Search term "want": work out how many lines of the data below contain it, and answer with that number alone.

─── The records

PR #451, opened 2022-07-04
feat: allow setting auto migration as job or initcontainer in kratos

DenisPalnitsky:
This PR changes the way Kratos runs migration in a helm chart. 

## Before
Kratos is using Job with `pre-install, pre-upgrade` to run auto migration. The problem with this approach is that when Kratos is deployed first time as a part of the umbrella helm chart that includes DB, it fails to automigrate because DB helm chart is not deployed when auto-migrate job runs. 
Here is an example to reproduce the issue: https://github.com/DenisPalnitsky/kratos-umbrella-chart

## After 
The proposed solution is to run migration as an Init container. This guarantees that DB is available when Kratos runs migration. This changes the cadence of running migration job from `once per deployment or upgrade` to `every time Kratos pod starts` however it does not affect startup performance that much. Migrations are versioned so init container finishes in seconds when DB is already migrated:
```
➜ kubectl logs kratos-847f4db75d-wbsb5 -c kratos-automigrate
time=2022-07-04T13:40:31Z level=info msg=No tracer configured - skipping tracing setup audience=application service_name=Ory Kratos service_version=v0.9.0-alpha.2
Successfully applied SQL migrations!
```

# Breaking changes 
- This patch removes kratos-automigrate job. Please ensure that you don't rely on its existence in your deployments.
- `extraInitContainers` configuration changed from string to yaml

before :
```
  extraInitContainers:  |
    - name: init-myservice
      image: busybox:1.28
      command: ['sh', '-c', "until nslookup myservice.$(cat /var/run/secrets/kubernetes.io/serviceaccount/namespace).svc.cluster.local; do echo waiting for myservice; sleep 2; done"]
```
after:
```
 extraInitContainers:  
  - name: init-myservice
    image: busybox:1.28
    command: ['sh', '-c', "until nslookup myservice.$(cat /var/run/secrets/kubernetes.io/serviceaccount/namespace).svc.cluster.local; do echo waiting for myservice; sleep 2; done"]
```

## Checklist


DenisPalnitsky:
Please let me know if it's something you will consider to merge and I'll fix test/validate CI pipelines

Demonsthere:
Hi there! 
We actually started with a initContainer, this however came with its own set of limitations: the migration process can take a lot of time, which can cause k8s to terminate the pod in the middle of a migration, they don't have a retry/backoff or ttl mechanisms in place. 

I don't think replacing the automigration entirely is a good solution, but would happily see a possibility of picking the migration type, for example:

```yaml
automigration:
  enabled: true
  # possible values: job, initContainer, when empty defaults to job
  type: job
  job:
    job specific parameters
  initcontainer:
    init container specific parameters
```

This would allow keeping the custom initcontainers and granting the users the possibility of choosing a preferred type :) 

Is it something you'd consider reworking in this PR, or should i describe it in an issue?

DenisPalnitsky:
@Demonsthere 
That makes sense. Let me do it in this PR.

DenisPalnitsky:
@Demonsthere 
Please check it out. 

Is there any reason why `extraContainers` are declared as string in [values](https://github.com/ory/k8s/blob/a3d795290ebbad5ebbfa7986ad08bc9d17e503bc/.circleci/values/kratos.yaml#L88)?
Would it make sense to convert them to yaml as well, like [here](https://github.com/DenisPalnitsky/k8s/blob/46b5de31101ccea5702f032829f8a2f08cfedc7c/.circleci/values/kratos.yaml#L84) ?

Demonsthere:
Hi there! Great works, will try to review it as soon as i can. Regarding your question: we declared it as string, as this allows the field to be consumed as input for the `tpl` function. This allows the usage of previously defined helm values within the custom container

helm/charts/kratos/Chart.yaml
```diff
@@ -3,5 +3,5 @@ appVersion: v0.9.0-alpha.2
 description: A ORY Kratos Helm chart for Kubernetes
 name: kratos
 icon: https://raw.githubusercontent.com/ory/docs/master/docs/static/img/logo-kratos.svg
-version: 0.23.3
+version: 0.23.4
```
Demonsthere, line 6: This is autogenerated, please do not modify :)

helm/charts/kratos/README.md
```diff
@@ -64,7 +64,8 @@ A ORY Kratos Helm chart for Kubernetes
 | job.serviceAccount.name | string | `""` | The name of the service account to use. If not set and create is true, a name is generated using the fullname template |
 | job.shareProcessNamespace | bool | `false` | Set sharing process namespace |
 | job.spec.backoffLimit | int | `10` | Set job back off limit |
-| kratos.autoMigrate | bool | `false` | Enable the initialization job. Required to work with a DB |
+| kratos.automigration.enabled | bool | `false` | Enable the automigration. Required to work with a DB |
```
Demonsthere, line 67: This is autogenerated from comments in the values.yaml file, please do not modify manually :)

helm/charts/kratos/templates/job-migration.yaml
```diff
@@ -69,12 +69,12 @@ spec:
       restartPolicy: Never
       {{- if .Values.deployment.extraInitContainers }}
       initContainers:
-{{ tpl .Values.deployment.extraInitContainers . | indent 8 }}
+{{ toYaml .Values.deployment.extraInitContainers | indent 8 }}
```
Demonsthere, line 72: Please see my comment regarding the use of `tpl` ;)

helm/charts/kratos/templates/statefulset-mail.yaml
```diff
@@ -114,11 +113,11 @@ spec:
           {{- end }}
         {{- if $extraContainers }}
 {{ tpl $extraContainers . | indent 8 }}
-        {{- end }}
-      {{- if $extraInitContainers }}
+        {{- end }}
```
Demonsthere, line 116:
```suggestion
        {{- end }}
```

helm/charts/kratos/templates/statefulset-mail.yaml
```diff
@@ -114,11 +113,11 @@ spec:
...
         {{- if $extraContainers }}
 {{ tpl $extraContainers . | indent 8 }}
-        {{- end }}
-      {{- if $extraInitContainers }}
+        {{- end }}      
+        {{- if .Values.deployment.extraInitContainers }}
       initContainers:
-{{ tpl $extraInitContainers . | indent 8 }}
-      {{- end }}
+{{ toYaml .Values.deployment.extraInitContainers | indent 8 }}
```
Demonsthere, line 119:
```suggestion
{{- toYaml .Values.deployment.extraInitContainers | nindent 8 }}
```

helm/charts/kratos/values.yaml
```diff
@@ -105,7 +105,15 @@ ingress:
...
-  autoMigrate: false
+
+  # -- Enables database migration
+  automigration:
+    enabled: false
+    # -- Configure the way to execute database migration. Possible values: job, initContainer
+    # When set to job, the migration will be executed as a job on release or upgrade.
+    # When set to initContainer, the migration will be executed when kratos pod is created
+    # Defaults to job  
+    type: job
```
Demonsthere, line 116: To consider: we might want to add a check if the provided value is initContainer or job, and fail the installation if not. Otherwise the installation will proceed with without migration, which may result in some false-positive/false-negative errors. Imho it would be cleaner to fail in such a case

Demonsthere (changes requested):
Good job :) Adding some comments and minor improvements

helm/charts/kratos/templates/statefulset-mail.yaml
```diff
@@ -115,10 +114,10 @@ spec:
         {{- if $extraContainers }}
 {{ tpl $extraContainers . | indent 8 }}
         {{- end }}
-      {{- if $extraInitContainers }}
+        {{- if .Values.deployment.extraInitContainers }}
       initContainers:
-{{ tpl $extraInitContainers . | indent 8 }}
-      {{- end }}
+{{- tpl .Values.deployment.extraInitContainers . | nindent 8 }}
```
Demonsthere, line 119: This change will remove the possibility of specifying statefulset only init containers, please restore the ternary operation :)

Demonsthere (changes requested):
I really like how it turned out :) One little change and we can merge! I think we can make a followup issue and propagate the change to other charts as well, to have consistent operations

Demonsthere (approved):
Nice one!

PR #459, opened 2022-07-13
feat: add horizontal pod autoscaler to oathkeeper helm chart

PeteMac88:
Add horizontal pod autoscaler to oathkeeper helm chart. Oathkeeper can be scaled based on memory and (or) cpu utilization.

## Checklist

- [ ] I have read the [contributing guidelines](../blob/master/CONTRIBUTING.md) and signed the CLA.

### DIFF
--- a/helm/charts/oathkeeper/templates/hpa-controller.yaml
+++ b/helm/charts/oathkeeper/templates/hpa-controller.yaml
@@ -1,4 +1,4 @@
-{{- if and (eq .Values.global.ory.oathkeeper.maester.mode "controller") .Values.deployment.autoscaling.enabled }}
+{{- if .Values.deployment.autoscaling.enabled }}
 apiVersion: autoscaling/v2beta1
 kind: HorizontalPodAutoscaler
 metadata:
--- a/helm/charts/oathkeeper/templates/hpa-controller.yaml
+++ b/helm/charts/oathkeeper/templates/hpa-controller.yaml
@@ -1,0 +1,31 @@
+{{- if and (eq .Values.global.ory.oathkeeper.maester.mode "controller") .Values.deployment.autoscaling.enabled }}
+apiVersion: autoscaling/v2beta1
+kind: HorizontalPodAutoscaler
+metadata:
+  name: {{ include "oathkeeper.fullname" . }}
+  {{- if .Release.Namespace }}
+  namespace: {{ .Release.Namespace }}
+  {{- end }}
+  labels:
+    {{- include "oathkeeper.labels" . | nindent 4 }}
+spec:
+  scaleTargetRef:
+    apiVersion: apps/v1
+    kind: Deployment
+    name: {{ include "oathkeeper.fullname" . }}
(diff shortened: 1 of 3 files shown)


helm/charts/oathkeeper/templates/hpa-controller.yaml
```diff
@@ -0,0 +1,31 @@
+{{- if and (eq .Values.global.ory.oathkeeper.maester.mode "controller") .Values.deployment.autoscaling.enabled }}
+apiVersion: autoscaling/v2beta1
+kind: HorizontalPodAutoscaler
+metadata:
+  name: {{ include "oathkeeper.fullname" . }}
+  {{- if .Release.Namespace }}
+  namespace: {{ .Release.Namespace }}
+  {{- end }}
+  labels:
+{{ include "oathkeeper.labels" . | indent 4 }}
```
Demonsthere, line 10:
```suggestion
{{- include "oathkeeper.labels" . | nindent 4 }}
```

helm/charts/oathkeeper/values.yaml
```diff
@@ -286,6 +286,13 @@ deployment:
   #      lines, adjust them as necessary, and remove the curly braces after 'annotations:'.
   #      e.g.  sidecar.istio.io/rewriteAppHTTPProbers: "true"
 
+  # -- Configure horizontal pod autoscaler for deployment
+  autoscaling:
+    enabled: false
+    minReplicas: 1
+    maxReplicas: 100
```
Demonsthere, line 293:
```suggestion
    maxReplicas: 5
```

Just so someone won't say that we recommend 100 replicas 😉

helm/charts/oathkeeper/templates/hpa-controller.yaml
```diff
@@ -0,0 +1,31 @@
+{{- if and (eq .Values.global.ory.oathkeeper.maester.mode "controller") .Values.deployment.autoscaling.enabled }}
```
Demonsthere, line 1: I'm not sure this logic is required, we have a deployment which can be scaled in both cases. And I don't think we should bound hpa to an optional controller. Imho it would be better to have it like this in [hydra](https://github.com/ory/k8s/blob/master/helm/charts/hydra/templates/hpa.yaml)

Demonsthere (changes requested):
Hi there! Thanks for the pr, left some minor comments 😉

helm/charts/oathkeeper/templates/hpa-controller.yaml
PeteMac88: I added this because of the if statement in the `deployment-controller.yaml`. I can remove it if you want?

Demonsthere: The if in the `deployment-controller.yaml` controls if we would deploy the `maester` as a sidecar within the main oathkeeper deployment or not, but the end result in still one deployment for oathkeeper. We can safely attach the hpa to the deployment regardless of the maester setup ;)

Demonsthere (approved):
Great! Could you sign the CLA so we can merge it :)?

──────

■ Task response ■
2